───── LISTED ENTRIES ─────

PR #38949, opened 2020-09-22
[VirtualLayer] Catch exception while updating virtual layer stats

### LINKED ISSUE #34378: Error in SQL statement for Virtual layers may lock layers in map canvas
### Issue:
Sometimes when I do something "wrong" in a virtual layer, the test can be "No error", but the result after "Add" is an error and any visible layers in the canvas will be "locked". No matter what layers are turned on or off, added or deleted, the canvas stays the same. QGIS does not crash, but will need a restart to work.

### Repeat:
Add "world" layer to canvas (world in coordinate field), rename to "world".
Add "contributors" layer to canvas (contributors in coordinate field), rename "contributors"

Create virtual layer:

`select * from contributors where st_intersects(contributors.geometry, (select geometry from world where iso_a2='FR'))`

This should generate a layer with points only inside the France country polygon.

Now, edit the virtual layer expression to something that is wrong, like:

`select * from contributors where st_intersects(contributors.geometry, (select * from world where iso_a2='FR'))`

(Note the * where previously geometry was)

A "Test" will not throw any errors, but when updating the layer, there will be an error...

**After this the canvas is locked!**

The only solution I've found to "un-freeze" the canvas is to restart QGIS.

### System

QGIS version | 3.10.2-A Coruña | QGIS code revision | 616ad4531b
-- | -- | -- | --
PROJ.4 Version | 493
OS Version | Ubuntu 18.04.4 LTS
Active python plugins | qfieldsync; LmOpenData; qgis2web; layout_loader; plugin_reloader; DataPlotly; Qgis2threejs; latlontools; pluginbuilder3; MetaSearch; db_manager; processing

troopa81:
## Description

Fixes #34378 : Uncaught exception was breaking QGIS

### DIFF
--- a/tests/src/python/test_provider_virtual.py
+++ b/tests/src/python/test_provider_virtual.py
@@ -1271,6 +1271,27 @@ class TestQgsVirtualLayerProvider(unittest.TestCase, ProviderTestCase):
         self.assertEqual(gpkg_virtual_layer.featureCount(), 1)
         self.assertEqual(gpkg_virtual_layer.subsetString(), '"join_value" = \'twenty\'')
 
+    def test_feature_count_on_error(self):
+
+        # Test that triggered exception while getting feature count on a badly defined
+        # virtual layer is correctly caught (see https://github.com/qgis/QGIS/issues/34378)
+
+        l1 = QgsVectorLayer(os.path.join(self.testDataDir, "france_parts.shp"), "france", "ogr",
+                            QgsVectorLayer.LayerOptions(False))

─────

EXERCISE OBJECTIVE:
The listing above is to be reproduced without a single change.

TASK OUTPUT:
PR #38949, opened 2020-09-22
[VirtualLayer] Catch exception while updating virtual layer stats

### LINKED ISSUE #34378: Error in SQL statement for Virtual layers may lock layers in map canvas
### Issue:
Sometimes when I do something "wrong" in a virtual layer, the test can be "No error", but the result after "Add" is an error and any visible layers in the canvas will be "locked". No matter what layers are turned on or off, added or deleted, the canvas stays the same. QGIS does not crash, but will need a restart to work.

### Repeat:
Add "world" layer to canvas (world in coordinate field), rename to "world".
Add "contributors" layer to canvas (contributors in coordinate field), rename "contributors"

Create virtual layer:

`select * from contributors where st_intersects(contributors.geometry, (select geometry from world where iso_a2='FR'))`

This should generate a layer with points only inside the France country polygon.

Now, edit the virtual layer expression to something that is wrong, like:

`select * from contributors where st_intersects(contributors.geometry, (select * from world where iso_a2='FR'))`

(Note the * where previously geometry was)

A "Test" will not throw any errors, but when updating the layer, there will be an error...

**After this the canvas is locked!**

The only solution I've found to "un-freeze" the canvas is to restart QGIS.

### System

QGIS version | 3.10.2-A Coruña | QGIS code revision | 616ad4531b
-- | -- | -- | --
PROJ.4 Version | 493
OS Version | Ubuntu 18.04.4 LTS
Active python plugins | qfieldsync; LmOpenData; qgis2web; layout_loader; plugin_reloader; DataPlotly; Qgis2threejs; latlontools; pluginbuilder3; MetaSearch; db_manager; processing

troopa81:
## Description

Fixes #34378 : Uncaught exception was breaking QGIS

### DIFF
--- a/tests/src/python/test_provider_virtual.py
+++ b/tests/src/python/test_provider_virtual.py
@@ -1271,6 +1271,27 @@ class TestQgsVirtualLayerProvider(unittest.TestCase, ProviderTestCase):
         self.assertEqual(gpkg_virtual_layer.featureCount(), 1)
         self.assertEqual(gpkg_virtual_layer.subsetString(), '"join_value" = \'twenty\'')
 
+    def test_feature_count_on_error(self):
+
+        # Test that triggered exception while getting feature count on a badly defined
+        # virtual layer is correctly caught (see https://github.com/qgis/QGIS/issues/34378)
+
+        l1 = QgsVectorLayer(os.path.join(self.testDataDir, "france_parts.shp"), "france", "ogr",
+                            QgsVectorLayer.LayerOptions(False))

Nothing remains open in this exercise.